■ The task: Across the data below, in how many lines does the word "identical" appear? Give only the number.

[Collected data]
* * * * * * * * *
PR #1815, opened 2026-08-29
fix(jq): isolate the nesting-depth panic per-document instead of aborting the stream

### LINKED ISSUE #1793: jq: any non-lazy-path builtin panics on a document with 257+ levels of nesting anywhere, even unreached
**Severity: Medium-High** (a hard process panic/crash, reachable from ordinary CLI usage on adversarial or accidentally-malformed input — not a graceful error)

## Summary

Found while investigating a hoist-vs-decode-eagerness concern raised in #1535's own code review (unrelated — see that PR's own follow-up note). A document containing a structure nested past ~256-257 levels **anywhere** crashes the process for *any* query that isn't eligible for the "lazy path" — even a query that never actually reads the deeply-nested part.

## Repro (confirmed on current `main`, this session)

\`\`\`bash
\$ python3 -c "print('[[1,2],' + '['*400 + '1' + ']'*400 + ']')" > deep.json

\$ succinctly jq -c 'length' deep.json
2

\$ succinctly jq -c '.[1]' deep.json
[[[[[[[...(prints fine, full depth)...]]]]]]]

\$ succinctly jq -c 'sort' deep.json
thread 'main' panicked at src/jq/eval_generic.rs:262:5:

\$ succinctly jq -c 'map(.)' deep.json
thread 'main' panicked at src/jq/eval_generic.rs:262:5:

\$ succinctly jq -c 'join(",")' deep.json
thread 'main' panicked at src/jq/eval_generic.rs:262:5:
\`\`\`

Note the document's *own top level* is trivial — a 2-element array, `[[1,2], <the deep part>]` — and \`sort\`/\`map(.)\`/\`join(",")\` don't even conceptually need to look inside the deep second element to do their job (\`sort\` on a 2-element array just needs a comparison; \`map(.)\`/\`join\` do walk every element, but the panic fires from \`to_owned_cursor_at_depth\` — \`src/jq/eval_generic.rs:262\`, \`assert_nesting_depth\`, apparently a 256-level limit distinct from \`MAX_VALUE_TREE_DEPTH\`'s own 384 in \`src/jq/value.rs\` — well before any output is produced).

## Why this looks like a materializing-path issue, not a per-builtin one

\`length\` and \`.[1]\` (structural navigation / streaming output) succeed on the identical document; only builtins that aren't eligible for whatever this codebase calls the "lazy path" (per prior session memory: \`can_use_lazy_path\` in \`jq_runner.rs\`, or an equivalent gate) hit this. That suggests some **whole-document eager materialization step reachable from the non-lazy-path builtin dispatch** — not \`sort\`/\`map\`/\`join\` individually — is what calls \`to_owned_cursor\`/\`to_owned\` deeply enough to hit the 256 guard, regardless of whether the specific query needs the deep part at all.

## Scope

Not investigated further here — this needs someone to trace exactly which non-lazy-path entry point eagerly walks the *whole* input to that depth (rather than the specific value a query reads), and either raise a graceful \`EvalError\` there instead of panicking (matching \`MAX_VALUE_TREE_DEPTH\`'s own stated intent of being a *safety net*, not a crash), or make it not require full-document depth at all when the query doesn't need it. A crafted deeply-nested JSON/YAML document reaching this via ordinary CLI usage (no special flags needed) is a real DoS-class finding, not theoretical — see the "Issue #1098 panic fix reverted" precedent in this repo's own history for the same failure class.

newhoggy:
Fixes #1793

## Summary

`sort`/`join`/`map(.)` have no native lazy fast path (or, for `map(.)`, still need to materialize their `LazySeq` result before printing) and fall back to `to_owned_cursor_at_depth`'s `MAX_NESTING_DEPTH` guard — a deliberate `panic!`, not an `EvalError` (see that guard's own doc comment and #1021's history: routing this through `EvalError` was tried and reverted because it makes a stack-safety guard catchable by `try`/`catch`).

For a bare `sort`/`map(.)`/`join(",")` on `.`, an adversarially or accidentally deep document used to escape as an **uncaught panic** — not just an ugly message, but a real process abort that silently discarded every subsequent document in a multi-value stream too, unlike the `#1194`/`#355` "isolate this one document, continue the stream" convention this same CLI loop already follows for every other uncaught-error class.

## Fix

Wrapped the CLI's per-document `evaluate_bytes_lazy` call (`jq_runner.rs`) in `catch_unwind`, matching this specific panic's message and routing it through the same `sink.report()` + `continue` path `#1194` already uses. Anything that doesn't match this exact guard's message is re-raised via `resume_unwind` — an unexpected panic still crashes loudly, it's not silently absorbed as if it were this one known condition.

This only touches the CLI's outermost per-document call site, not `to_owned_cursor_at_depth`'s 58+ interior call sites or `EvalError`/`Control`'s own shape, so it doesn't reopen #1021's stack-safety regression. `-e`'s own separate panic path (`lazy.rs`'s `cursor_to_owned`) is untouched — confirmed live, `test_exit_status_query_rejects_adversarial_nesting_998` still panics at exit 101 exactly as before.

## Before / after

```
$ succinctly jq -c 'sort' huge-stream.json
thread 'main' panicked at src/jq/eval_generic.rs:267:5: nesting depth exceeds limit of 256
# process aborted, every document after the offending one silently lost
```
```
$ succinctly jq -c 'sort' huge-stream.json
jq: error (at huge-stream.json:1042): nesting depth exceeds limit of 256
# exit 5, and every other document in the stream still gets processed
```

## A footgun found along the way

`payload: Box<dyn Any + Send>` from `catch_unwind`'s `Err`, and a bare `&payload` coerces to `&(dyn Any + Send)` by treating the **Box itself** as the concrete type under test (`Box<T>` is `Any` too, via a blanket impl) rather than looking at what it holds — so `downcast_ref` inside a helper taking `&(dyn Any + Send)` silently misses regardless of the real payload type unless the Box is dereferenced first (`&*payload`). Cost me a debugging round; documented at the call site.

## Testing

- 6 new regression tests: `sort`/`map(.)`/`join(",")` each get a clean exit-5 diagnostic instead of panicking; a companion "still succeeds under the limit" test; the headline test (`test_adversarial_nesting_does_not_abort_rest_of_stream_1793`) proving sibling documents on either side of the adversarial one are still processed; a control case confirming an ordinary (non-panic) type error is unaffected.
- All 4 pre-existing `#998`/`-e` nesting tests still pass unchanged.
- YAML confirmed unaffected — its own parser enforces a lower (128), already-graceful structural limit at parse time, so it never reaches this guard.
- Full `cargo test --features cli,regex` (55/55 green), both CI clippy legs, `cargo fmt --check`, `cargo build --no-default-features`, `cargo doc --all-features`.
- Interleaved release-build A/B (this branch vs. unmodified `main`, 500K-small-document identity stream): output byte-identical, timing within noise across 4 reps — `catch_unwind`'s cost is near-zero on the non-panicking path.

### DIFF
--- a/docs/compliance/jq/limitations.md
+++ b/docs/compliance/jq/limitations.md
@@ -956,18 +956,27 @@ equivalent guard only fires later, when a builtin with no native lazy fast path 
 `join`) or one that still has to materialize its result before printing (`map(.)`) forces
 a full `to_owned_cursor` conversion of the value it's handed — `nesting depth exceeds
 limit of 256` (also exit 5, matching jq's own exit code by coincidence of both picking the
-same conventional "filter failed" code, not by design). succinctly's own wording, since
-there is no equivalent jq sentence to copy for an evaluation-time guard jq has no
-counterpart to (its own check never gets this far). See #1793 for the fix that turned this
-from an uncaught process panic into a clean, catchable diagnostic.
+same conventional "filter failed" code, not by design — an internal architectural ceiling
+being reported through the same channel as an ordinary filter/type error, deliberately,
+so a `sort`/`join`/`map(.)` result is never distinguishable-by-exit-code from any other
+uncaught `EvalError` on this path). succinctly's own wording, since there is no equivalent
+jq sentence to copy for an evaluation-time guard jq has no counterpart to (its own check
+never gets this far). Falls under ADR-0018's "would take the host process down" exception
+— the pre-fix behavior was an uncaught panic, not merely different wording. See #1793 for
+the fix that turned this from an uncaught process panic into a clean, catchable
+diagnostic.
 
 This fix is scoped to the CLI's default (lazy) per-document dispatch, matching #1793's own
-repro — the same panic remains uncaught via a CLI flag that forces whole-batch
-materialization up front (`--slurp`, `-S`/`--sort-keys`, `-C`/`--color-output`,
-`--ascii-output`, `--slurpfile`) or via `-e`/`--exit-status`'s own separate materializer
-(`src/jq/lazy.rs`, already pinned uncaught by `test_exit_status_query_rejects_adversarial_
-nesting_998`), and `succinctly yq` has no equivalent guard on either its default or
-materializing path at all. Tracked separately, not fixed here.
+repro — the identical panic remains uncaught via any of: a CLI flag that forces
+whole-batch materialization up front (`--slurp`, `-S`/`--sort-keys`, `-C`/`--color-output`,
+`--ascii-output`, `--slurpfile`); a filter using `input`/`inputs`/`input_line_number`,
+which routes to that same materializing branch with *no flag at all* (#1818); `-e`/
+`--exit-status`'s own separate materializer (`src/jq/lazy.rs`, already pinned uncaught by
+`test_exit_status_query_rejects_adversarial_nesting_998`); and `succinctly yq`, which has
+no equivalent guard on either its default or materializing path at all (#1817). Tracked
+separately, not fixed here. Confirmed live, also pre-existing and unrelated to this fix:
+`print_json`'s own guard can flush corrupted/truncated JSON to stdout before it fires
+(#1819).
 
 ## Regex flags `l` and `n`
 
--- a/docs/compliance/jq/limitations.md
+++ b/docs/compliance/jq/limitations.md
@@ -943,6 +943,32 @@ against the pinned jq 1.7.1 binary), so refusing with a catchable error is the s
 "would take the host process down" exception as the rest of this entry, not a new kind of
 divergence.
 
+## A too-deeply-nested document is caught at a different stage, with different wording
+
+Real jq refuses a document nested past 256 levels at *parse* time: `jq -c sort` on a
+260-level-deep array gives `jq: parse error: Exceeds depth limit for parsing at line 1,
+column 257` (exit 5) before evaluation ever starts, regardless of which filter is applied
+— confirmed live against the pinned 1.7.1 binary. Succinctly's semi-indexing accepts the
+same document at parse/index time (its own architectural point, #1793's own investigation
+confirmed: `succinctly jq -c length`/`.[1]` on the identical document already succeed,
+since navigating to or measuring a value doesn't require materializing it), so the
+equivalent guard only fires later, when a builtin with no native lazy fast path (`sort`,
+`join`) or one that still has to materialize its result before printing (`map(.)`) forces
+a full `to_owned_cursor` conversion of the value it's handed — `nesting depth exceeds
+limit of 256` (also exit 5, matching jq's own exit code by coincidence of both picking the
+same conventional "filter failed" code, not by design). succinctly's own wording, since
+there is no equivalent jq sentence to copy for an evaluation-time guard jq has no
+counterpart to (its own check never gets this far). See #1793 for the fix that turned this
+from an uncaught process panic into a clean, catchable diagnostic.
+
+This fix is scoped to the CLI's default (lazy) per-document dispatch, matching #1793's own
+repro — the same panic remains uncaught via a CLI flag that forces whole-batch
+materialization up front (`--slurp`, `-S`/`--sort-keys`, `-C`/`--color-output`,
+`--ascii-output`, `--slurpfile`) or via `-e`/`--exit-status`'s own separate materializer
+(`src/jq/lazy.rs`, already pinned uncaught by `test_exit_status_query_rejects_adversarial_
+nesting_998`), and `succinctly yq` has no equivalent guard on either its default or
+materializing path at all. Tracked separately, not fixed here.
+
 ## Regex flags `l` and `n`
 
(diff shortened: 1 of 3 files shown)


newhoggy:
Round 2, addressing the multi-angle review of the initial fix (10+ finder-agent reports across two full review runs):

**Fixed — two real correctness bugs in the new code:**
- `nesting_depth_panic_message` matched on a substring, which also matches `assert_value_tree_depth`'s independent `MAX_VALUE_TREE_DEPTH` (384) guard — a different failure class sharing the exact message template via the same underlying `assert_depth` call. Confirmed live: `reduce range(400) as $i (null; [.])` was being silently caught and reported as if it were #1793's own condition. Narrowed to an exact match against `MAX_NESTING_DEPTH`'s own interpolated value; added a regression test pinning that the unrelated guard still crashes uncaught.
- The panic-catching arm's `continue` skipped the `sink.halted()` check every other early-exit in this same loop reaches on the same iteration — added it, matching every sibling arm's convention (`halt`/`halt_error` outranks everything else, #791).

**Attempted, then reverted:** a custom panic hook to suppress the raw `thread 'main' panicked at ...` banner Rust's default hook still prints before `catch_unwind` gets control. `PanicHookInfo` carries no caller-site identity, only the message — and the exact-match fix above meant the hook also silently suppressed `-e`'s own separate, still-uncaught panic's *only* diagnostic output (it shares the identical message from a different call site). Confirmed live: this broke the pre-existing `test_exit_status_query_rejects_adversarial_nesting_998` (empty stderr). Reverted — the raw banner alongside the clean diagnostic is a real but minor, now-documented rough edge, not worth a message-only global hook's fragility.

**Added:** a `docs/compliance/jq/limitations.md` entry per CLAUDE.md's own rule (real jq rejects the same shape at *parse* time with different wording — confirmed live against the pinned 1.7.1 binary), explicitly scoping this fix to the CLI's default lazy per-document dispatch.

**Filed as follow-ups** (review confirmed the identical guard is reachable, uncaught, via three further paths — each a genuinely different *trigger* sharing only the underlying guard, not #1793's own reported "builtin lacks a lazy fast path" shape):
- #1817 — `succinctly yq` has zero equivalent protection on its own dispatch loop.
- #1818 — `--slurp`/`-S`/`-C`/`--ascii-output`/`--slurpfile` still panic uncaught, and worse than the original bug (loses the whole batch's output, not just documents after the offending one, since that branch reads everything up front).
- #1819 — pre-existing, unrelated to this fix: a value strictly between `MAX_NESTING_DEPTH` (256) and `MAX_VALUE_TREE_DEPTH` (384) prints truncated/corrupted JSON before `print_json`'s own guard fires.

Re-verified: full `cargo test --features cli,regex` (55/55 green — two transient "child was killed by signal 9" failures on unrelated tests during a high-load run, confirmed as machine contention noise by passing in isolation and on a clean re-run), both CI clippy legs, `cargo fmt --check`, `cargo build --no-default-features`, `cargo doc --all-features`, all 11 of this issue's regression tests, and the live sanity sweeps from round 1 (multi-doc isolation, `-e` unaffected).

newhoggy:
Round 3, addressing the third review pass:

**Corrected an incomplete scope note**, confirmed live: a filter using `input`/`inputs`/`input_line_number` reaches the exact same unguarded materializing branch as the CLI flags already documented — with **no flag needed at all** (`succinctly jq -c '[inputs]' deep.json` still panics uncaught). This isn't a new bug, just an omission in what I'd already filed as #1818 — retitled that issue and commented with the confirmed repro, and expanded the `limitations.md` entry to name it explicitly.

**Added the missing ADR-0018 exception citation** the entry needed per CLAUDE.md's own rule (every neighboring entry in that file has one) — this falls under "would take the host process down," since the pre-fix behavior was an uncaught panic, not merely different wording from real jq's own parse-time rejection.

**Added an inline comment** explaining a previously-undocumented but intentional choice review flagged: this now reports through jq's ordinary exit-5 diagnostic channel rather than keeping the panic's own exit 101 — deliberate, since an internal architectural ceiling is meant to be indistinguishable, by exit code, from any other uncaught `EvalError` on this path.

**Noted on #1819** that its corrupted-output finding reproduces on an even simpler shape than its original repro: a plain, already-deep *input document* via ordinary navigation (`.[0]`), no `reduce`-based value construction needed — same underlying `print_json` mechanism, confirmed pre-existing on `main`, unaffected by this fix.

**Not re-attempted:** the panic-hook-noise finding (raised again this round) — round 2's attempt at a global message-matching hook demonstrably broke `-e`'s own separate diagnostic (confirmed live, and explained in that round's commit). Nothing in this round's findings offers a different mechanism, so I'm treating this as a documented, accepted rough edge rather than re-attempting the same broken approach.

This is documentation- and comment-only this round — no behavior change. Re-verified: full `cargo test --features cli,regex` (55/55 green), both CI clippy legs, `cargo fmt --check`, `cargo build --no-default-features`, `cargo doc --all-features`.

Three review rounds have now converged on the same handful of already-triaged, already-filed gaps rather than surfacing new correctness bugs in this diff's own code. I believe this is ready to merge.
* * * * * * * * *
■ Task result: 6